Task
Nothing in the data below may be left out; return all of it exactly.

[Opening Task input section]

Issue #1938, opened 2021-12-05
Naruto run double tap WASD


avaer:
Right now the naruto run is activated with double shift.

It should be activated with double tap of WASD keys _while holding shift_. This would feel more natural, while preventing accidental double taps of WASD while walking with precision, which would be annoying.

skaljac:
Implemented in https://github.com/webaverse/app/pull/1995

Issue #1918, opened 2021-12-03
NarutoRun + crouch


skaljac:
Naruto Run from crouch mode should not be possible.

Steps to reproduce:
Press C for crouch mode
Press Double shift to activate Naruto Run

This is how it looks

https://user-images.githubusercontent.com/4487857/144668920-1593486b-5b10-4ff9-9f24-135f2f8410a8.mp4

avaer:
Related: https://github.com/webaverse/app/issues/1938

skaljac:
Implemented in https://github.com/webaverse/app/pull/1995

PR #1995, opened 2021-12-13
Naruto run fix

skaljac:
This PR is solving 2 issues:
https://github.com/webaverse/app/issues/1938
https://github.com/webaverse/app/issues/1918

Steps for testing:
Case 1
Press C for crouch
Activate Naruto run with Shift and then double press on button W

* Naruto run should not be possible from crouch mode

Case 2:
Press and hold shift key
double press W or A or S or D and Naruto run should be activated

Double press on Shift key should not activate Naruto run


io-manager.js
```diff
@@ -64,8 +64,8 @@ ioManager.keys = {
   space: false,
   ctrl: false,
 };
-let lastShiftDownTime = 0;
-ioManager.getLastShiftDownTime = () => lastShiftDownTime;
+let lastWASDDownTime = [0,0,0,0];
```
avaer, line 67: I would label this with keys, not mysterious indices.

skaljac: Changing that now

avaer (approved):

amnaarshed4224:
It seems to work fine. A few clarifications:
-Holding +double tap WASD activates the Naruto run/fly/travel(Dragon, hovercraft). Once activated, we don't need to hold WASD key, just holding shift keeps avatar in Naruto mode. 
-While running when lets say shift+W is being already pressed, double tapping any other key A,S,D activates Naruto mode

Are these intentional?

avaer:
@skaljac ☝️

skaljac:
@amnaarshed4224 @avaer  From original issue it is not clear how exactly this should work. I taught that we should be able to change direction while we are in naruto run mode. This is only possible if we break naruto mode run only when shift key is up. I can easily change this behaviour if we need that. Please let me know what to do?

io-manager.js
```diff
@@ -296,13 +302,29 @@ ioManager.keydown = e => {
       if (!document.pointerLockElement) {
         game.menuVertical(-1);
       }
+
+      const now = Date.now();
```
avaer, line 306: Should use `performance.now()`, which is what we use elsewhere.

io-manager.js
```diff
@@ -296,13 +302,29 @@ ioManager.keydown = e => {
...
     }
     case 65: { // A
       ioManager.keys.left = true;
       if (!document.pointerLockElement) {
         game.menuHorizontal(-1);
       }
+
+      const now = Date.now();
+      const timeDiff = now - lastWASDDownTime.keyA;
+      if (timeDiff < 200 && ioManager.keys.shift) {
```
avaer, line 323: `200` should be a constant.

[Closing Task input section]

Answer to the problem
Issue #1938, opened 2021-12-05
Naruto run double tap WASD


avaer:
Right now the naruto run is activated with double shift.

It should be activated with double tap of WASD keys _while holding shift_. This would feel more natural, while preventing accidental double taps of WASD while walking with precision, which would be annoying.

skaljac:
Implemented in https://github.com/webaverse/app/pull/1995

Issue #1918, opened 2021-12-03
NarutoRun + crouch


skaljac:
Naruto Run from crouch mode should not be possible.

Steps to reproduce:
Press C for crouch mode
Press Double shift to activate Naruto Run

This is how it looks

https://user-images.githubusercontent.com/4487857/144668920-1593486b-5b10-4ff9-9f24-135f2f8410a8.mp4

avaer:
Related: https://github.com/webaverse/app/issues/1938

skaljac:
Implemented in https://github.com/webaverse/app/pull/1995

PR #1995, opened 2021-12-13
Naruto run fix

skaljac:
This PR is solving 2 issues:
https://github.com/webaverse/app/issues/1938
https://github.com/webaverse/app/issues/1918

Steps for testing:
Case 1
Press C for crouch
Activate Naruto run with Shift and then double press on button W

* Naruto run should not be possible from crouch mode

Case 2:
Press and hold shift key
double press W or A or S or D and Naruto run should be activated

Double press on Shift key should not activate Naruto run


io-manager.js
```diff
@@ -64,8 +64,8 @@ ioManager.keys = {
   space: false,
   ctrl: false,
 };
-let lastShiftDownTime = 0;
-ioManager.getLastShiftDownTime = () => lastShiftDownTime;
+let lastWASDDownTime = [0,0,0,0];
```
avaer, line 67: I would label this with keys, not mysterious indices.

skaljac: Changing that now

avaer (approved):

amnaarshed4224:
It seems to work fine. A few clarifications:
-Holding +double tap WASD activates the Naruto run/fly/travel(Dragon, hovercraft). Once activated, we don't need to hold WASD key, just holding shift keeps avatar in Naruto mode. 
-While running when lets say shift+W is being already pressed, double tapping any other key A,S,D activates Naruto mode

Are these intentional?

avaer:
@skaljac ☝️

skaljac:
@amnaarshed4224 @avaer  From original issue it is not clear how exactly this should work. I taught that we should be able to change direction while we are in naruto run mode. This is only possible if we break naruto mode run only when shift key is up. I can easily change this behaviour if we need that. Please let me know what to do?

io-manager.js
```diff
@@ -296,13 +302,29 @@ ioManager.keydown = e => {
       if (!document.pointerLockElement) {
         game.menuVertical(-1);
       }
+
+      const now = Date.now();
```
avaer, line 306: Should use `performance.now()`, which is what we use elsewhere.

io-manager.js
```diff
@@ -296,13 +302,29 @@ ioManager.keydown = e => {
...
     }
     case 65: { // A
       ioManager.keys.left = true;
       if (!document.pointerLockElement) {
         game.menuHorizontal(-1);
       }
+
+      const now = Date.now();
+      const timeDiff = now - lastWASDDownTime.keyA;
+      if (timeDiff < 200 && ioManager.keys.shift) {
```
avaer, line 323: `200` should be a constant.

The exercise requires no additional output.